Conductance and thermopower fluctuations in interacting quantum dots

Statistical fluctuations of transport quantities in mescoscopic conductors can lead to suprising quantum phenomena, such as universal conductance fluctuations in weakly-interacting quantum dots. Motivated by recent experiments which aim to realize a Sachdev-Ye-Kitaev (SYK) model in the zeroth Landau level of a graphene quantum dot, we analyze the statistical fluctuations in conductance and thermopower of a disordered and strongly-interacting quantum dot.

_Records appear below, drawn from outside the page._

PR #4168, opened 2024-01-02
Fix flake8-bugbear warnings

DimitriPapadopoulos:
## Summary of changes

Fix [flake8-bugbear issues](https://github.com/PyCQA/flake8-bugbear) reported by [ruff](https://docs.astral.sh/ruff/rules/#flake8-bugbear-b) 0.1.9.

### Pull Request Checklist
- [ ] Changes have tests

[PR docs]:

### DIFF
--- a/pkg_resources/__init__.py
+++ b/pkg_resources/__init__.py
@@ -407,20 +407,18 @@ def get_provider(moduleOrReq):
     return _find_adapter(_provider_factories, loader)(module)
 
 
-def _macos_vers(_cache=None):
-    if not _cache:
-        version = platform.mac_ver()[0]
-        # fallback for MacPorts
-        if version == '':
-            plist = '/System/Library/CoreServices/SystemVersion.plist'
-            if os.path.exists(plist):
-                if hasattr(plistlib, 'readPlist'):
-                    plist_content = plistlib.readPlist(plist)
-                    if 'ProductVersion' in plist_content:
-                        version = plist_content['ProductVersion']
-
-        _cache = [version.split('.')]
-    return _cache[0]
+@functools.lru_cache(maxsize=None)
+def _macos_vers():
+    version = platform.mac_ver()[0]
+    # fallback for MacPorts
+    if version == '':
+        plist = '/System/Library/CoreServices/SystemVersion.plist'
+        if os.path.exists(plist):
+            if hasattr(plistlib, 'readPlist'):
+                plist_content = plistlib.readPlist(plist)
+                if 'ProductVersion' in plist_content:
+                    version = plist_content['ProductVersion']
+    return version.split('.')
 
 
 def _macos_arch(machine):
@@ -2422,13 +2420,9 @@ def _cygwin_patch(filename):  # pragma: nocover
     return os.path.abspath(filename) if sys.platform == 'cygwin' else filename
 
 
-def _normalize_cached(filename, _cache=None):
-    _cache = _cache or {}
-    try:
-        return _cache[filename]
-    except KeyError:
-        _cache[filename] = result = normalize_path(filename)
-        return result
+@functools.lru_cache(maxsize=None)
+def _normalize_cached(filename):
+    return normalize_path(filename)
 
 
 def _is_egg_path(path):
--- a/pkg_resources/__init__.py
+++ b/pkg_resources/__init__.py
@@ -407,7 +407,7 @@ def get_provider(moduleOrReq):
     return _find_adapter(_provider_factories, loader)(module)
 
 
-def _macos_vers(_cache=[]):
+def _macos_vers(_cache=None):
     if not _cache:
         version = platform.mac_ver()[0]
         # fallback for MacPorts
@@ -419,7 +419,7 @@ def _macos_vers(_cache=[]):
                     if 'ProductVersion' in plist_content:
                         version = plist_content['ProductVersion']
 
-        _cache.append(version.split('.'))
+        _cache = [version.split('.')]
     return _cache[0]
 
 
@@ -2422,7 +2422,8 @@ def _cygwin_patch(filename):  # pragma: nocover
     return os.path.abspath(filename) if sys.platform == 'cygwin' else filename
 
 
-def _normalize_cached(filename, _cache={}):
+def _normalize_cached(filename, _cache=None):
+    _cache = _cache or {}
     try:
         return _cache[filename]
     except KeyError:
--- a/setuptools/build_meta.py
+++ b/setuptools/build_meta.py
@@ -117,11 +117,11 @@ def _file_with_extension(directory, extension):
     matching = (f for f in os.listdir(directory) if f.endswith(extension))
     try:
         (file,) = matching
-    except ValueError:
+    except ValueError as e:
         raise ValueError(
             'No distribution was found. Ensure that `setup.py` '
             'is not empty and that it calls `setup()`.'
-        )
+        ) from e
     return file
 
 
--- a/setuptools/command/egg_info.py
+++ b/setuptools/command/egg_info.py
@@ -386,7 +386,7 @@ class FileList(_FileList):
             process_action = action_map[action]
         except KeyError as e:
             raise DistutilsInternalError(
-                "this cannot happen: invalid action '{action!s}'".format(action=action),
+                f"Invalid MANIFEST.in: unknow action {action!r} in {line!r}"
             ) from e
 
         # OK, now we know that the action is valid and we have the
--- a/setuptools/command/egg_info.py
+++ b/setuptools/command/egg_info.py
@@ -384,10 +384,10 @@ class FileList(_FileList):
 
         try:
             process_action = action_map[action]
-        except KeyError:
+        except KeyError as e:
             raise DistutilsInternalError(
                 "this cannot happen: invalid action '{action!s}'".format(action=action),
-            )
+            ) from e
 
         # OK, now we know that the action is valid and we have the
         # right number of words on the line for that action -- so we
--- a/setuptools/config/_validate_pyproject/error_reporting.py
+++ b/setuptools/config/_validate_pyproject/error_reporting.py
@@ -24,7 +24,7 @@ _SKIP_DETAILS = (
     "must not be there",
 )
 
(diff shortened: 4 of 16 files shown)


pkg_resources/__init__.py
```diff
@@ -419,7 +419,7 @@ def _macos_vers(_cache=[]):
                     if 'ProductVersion' in plist_content:
                         version = plist_content['ProductVersion']
 
-        _cache.append(version.split('.'))
+        _cache = [version.split('.')]
```
abravalheri, line 422: This would be a change in the intent of the implementation wouldn't it?
Wasn't this function "over-cleverly" written so that the `_cache` argument is modified by the first call and then it actually works as a cache on subsequent calls?

The `_` at the beginning of the argument name gives me the impression that this function is never supposed to be invoked with an explicit argument and that the mutable default argument is intentional...

To be properly re-written, we would have to use something like `functools.cache` (or `lru_cache(maxsize=None)` for Python < 3.9) I guess...

pkg_resources/__init__.py
```diff
@@ -2422,7 +2422,8 @@ def _cygwin_patch(filename):  # pragma: nocover
     return os.path.abspath(filename) if sys.platform == 'cygwin' else filename
 
 
-def _normalize_cached(filename, _cache={}):
+def _normalize_cached(filename, _cache=None):
```
abravalheri, line 2425: This is probably the same case of "over-clever" optimisation, isn't it?
I have the impression that the proposed change would defeat the optimisation, right?

setuptools/config/setupcfg.py
```diff
@@ -582,11 +582,11 @@ def _parse_version(self, value):
             # accidentally include newlines and other unintended content
             try:
                 Version(version)
-            except InvalidVersion:
+            except InvalidVersion as e:
                 raise OptionError(
                     f'Version loaded from {value} does not '
                     f'comply with PEP 440: {version}'
-                )
+                ) from e
```
abravalheri, line 589: Do we actually want to have the previous exception also shown?

Would the increased traceback bring more information for the user to debug, or is the current error message enough?

The problem with `from None` is that it also reduces the stack trace isn't it? I think that probably the way it is written right now gets the sweet spot: enough stack trace for debugging, but no extra unnecessary verboseness. Maybe it is just bugbear being overly pedantic...

setuptools/config/_validate_pyproject/error_reporting.py
```diff
@@ -24,7 +24,7 @@
     "must not be there",
 )
 
-_NEED_DETAILS = {"anyOf", "oneOf", "anyOf", "contains", "propertyNames", "not", "items"}
+_NEED_DETAILS = {"anyOf", "oneOf", "contains", "propertyNames", "not", "items"}
```
abravalheri, line 27: This code path is generated automatically, so we have to fix it first elsewhere, otherwise the changes can be overwritten in the next update...

```suggestion
_NEED_DETAILS = {"anyOf", "oneOf", "allOf", "contains", "propertyNames", "not", "items"}
```

setuptools/command/egg_info.py
```diff
@@ -384,10 +384,10 @@ def process_template_line(self, line):
 
         try:
             process_action = action_map[action]
-        except KeyError:
+        except KeyError as e:
             raise DistutilsInternalError(
                 "this cannot happen: invalid action '{action!s}'".format(action=action),
-            )
+            ) from e
```
abravalheri, line 390: We probably want to improve the error message instead... Maybe something like

```invalid action in `MANIFEST.in`: {action!r}```

... so people actually know where the problem lies.

But other than that I am a bit sceptical that having the info for the KeyError would facilitate the debugging... Also I think it would be nice to preserve the stack trace so `from None` would not work here also...

File: setuptools/build_meta.py [hunk 6]
```diff
@@ -117,11 +117,11 @@ def _file_with_extension(directory, extension):
     matching = (f for f in os.listdir(directory) if f.endswith(extension))
     try:
         (file,) = matching
-    except ValueError:
+    except ValueError as e:
         raise ValueError(
             'No distribution was found. Ensure that `setup.py` '
             'is not empty and that it calls `setup()`.'
-        )
+        ) from e
```
abravalheri, line 124: I am a bit sceptical that chaining 2 `ValueError` would facilitate the debugging...
Probably the original idea here was to preserve the stack trace but avoid unnecessary verboseness.

Using `from None` would suppress the stack trace right? (or am I mistaken on how `raise ... from None` works?) Suppressing the stack trace would make it more difficult to debug...

Maybe we should just leave this one as it is...

setuptools/monkey.py
```diff
@@ -130,7 +130,7 @@ def patch_func(replacement, target_mod, func_name):
 
 
 def get_unpatched_function(candidate):
-    return getattr(candidate, 'unpatched')
+    return candidate.unpatched
```
abravalheri, line 133: It is hard to guess what was the original intention but maybe the idea was to have a

```suggestion
    return getattr(candidate, 'unpatched', None)
```

but there was a writing mistake?

abravalheri (commented):
Thank you very much @DimitriPapadopoulos for the valuable contribution.

Please see my comments below.

pkg_resources/__init__.py
DimitriPapadopoulos: You're right of course.

Alternatively `_cache` could be moved outside the function:
```python
_cache = []

def _macos_vers():
    if not _cache:
        ...
```

setuptools/build_meta.py
DimitriPapadopoulos: https://docs.python.org/3/tutorial/errors.html#exception-chaining

As far as I can understand, you get the 2 `ValueError` with or without chaining.  Just the wording differs. From a small example similar to the first one in the above lin:

```diff
 Traceback (most recent call last):
   File "/path/to/foobar.py", line 3, in <module>
     open("database.sqlite")
 FileNotFoundError: [Errno 2] No such file or directory: 'database.sqlite'
 
-During handling of the above exception, another exception occurred:
+The above exception was the direct cause of the following exception:
 
 Traceback (most recent call last):
   File "/path/to/foobar.py", line 5, in <module>
-    raise RuntimeError("unable to handle error")
+    raise RuntimeError("unable to handle error") from exc
 RuntimeError: unable to handle error
```

setuptools/config/_validate_pyproject/error_reporting.py
DimitriPapadopoulos: So do I commit the above suggestion or not? If the code is generated automatically, is it worth it?

pkg_resources/__init__.py
abravalheri: If that is the selected approach, we should use a more specific name.

Alternatively we can use something like:

```python
@functools.lru_cache(maxsize=None)
def _macos_vers():
    version = platform.mac_ver()[0]
    # fallback for MacPorts
    if version == '':
        plist = '/System/Library/CoreServices/SystemVersion.plist'
        if os.path.exists(plist):
            if hasattr(plistlib, 'readPlist'):
            plist_content = plistlib.readPlist(plist)
                if 'ProductVersion' in plist_content:
                    version = plist_content['ProductVersion']
    return version.split('.')
```

and get rid of the variable all together (similar approach for the other overly-clever function).

setuptools/config/_validate_pyproject/error_reporting.py
abravalheri: I think you can commit, I checked `validate-pyproject` and I think it was already corrected there. So if later we overwrite, that would not be problematic.

I am holding back a bit to re-generate the code because some minor changes were introduced. They should not cause problems, but you know how it is... Hyrum's Law hits heavily on the setuptools code base 😅.

setuptools/build_meta.py
abravalheri: Oh well, if that is the case, then the proposed changes should be fine, they don't change that much anyway.

setuptools/config/setupcfg.py
abravalheri: For future reference: see resolution in https://github.com/pypa/setuptools/pull/4168#discussion_r1440649502.

setuptools/command/egg_info.py
```diff
@@ -384,10 +384,10 @@ def process_template_line(self, line):
 
         try:
             process_action = action_map[action]
-        except KeyError:
+        except KeyError as e:
             raise DistutilsInternalError(
                 "this cannot happen: invalid action '{action!s}'".format(action=action),
```
abravalheri, line 389: I think something like this would make it easier to identify and correct mistakes:

```suggestion
                f"Invalid MANIFEST.in: unknow action {action!r} in {line!r}"
```

But I am not sure if this change requires further changes in the tests...

setuptools/command/egg_info.py
abravalheri: Future reference: see resolution for `raise ... from ...`  in https://github.com/pypa/setuptools/pull/4168#discussion_r1440649502.

setuptools/build_meta.py
abravalheri: Thank you btw for clarifying my misunderstanding :)

setuptools/command/egg_info.py
DimitriPapadopoulos: Let's give it a try... I should be able to modify the tests accordingly.

pkg_resources/__init__.py
DimitriPapadopoulos: By the way, function [`plistlib.readPlist`](https://docs.python.org/3.8/library/plistlib.html#plistlib.readPlist) has been [removed from Python  ≥ 3.9:](https://github.com/python/cpython/pull/15615)
> Deprecated since version 3.4: Use [load()](https://docs.python.org/3.8/library/plistlib.html#plistlib.load) instead.

DimitriPapadopoulos: The cache mechanism is now based on `@functools.lru_cache`.

pkg_resources/__init__.py
DimitriPapadopoulos: Same, the cache mechanism is now based on `@functools.lru_cache`.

We model this dot by a Hamiltonian with random and all-to-all single particle hopping (of r.m.s. strength t) and two-particle interactions (of r.m.s. strength J). For t ≪ J, such a model has a regime exhibiting the non-quasiparticle physics of the Sachdev-Ye-Kitaev model at temperatures E_coh ≪ T ≪ J, and that of a renormalized Fermi liquid at T ≪ E_coh, where E_coh = t²/J. We find several distinct regimes - in all cases, the effect of the SYK interactions is to reduce the strength of the sample-to-sample fluctuations. We also find that in the regime where the mean transport coefficients are determined only by the value of J at leading order, the sample-to-sample fluctuations can be controlled by the influence of the smaller t.